Both the sample comparison and the de novo methods may not identify the exact modified base location (as the shifted signal does not always center on a modified base) and gives no information as to the identity of a modified base.

The result of all tombo detect_modifications calls will be a binary statistics file(s), which can be passed to other Tombo commands.

For more details see the modified base detection documentation.

Text Output

Genome Browser File Output

In order to output re-squiggle and/or modified base detection results in a genome browser compatible format (either wiggle format or bedgraph format), the tombo text_output genome_browser command is provided.

tombo text_output browser_files --fast5-basedirs <fast5s-base-directory> \
    --statistics-filename sample_alt_model.CpG.tombo.stats \
    --browser-file-basename sample_alt_model --file-types dampened_fraction coverage

Hint

All --file-types available are:

  • fraction, dampened_fraction, and valid_coverage derived from a (non-level_sample_compare) statistics file

  • statistic derived from a level_sample_compare statistics files

  • coverage derived from the Tombo index (fast)

  • signal, signal_sd, dwell, and difference derived from read FAST5 files (slow)

Reference Sequence Output

For modified base analysis pipelines (e.g. motif detection), it may be useful to output the reference sequence surrounding the most likely modified sites. The text_output signif_sequence_context command is provided for this purpose.

tombo text_output signif_sequence_context --statistics-filename sample_alt_model.6mA.tombo.stats \
    --genome-fasta <reference-fasta> --sequences-filename sample_alt_model.6mA.most_signif.fasta

Example meme command line modified base motif detection command.

./meme -oc motif_output.meme -dna -mod zoops sample_alt_model.6mA.most_signif.fasta

For more details see the text output documentation.

Plotting Commands

Tombo provides many plotting functions for the visualization of modified bases within raw nanopore signal.

Most plotting commands are reference-anchored. That is the normalized raw signal is plotted as the re-squiggle algorithm has assigned it to the reference sequence.

Each reference anchored plotting command allows for the selection of reference positions based on generally applicable criterion.

tombo plot max_coverage --fast5-basedirs <fast5s-base-directory> --plot-standard-model

tombo plot motif_centered --fast5-basedirs <fast5s-base-directory> --motif AWC \
    --genome-fasta genome.fasta --control-fast5-basedirs <control-fast5s-base-directory>

tombo plot per_read --per-read-statistics-filename <per_read_statistics.tombo.stats> \
    --genome-locations chromosome:1000 chromosome:2000:- \
    --genome-fasta genome.fasta

Note

For regions with higher coverage, several over-plotting options are available. For those options producing a distribution, these are taken over each reads average signal assigned to a base.

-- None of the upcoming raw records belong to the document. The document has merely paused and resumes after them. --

PR #105, opened 2020-01-28
Add SAMRAI generated config file include dir

jeandet:
This is only needed when SAMRAI is used as subproject.

### DIFF
--- a/res/cmake/samrai.cmake
+++ b/res/cmake/samrai.cmake
@@ -16,12 +16,7 @@ if (NOT SAMRAI_FOUND)
     option(ENABLE_TESTS "Enable Samrai Test" OFF ) # disable SAMRAI Test so that we can use the googletest pulled after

This requires extraction of these levels from all relevant FAST5 files and thus can be slow for very deep coverage regions.

For more details see the plotting documentation.

Read Filtering

Read filtering commands can be useful to extract the most out out of a set of reads for modified base detection. Read filtering commands effect only the Tombo index file, and so filters can be cleared or applied iteratively without re-running the re-squiggle command. Five filters are currently made available (genome_locations, raw_signal_matching, q_score, level_coverage and stuck).

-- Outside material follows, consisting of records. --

PR #108, opened 2020-01-30
Allow RNG seeding in maxwellian particle initialization

Dekken:


src/core/data/ions/particle_initializers/maxwellian_particle_initializer.h
```diff
@@ -84,6 +83,19 @@ namespace core
 
 
     private:
+        // can be relocated if needed
+        static std::mt19937_64 getRNG(std::optional<size_t> const& seed)
```
nicolasaunai: if I understand correctly this will lead to the same seed being used by all processes in case of parallel executions?

Dekken: this has nothing to do with MPI, so your assumption is correct.

I would think having a constant seed across all processes is a valid use case.

perhaps in python when we set the seed, we can use a flag/string for "MPI_RANK" to be explicit in our expectations.

```
ph.MaxwellianFluidModel(
    bx=bx, by=bx, bz=bx,
    ex=bx, ey=bx, ez=bx,
    protons={"charge":-1, "density":density, **vvv, "init":{"seed":1337}},
    alpha={"charge":-1, "density":density, **vvv, "init":{"seed":"mpi_rank"}},
)
```

as an example

Dekken: or rather we can expose some functions via pybind to return the mpi_rank or another value if MPI is not in use
e.g.

```
get_mpi_rank_or(value = None) # returns passed value if no MPI
get_mpi_rank() # returns 0 if no MPI
```

as None is a valid case which enables actual (pseudo) randomization.

Dekken:
once approved I'll squash

src/core/data/ions/particle_initializers/maxwellian_particle_initializer.h
```diff
@@ -84,6 +83,24 @@ namespace core
...
+                std::seed_seq seed_seq{randSeed(), randSeed(), randSeed(), randSeed(),
+                                       randSeed(), randSeed(), randSeed(), randSeed()};
+                return std::mt19937_64(seed_seq);
+            }
+            return std::mt19937_64(*seed);
+        }
+
+        template <typename T = float>
+        static std::uniform_real_distribution<T> get_unif_dist(){
+          return std::uniform_real_distribution<T>(0, 1. - std::numeric_limits<T>::epsilon());
```
nicolasaunai: 1.- epsilon is a bit magical here.
I know what it's for but we should probably either put a comment to explain the context or return that from a properly named function?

# filter reads to a specific genomic location
tombo filter genome_locations --fast5-basedirs path/to/native/rna/fast5s/ \
    --include-regions chr1:0-10000000

# apply a more strigent observed to expected signal score (default: 1.1 for DNA reads)
tombo filter raw_signal_matching --fast5-basedirs path/to/native/rna/fast5s/ \
    --signal-matching-score 1.0

For more details see the filter documentation.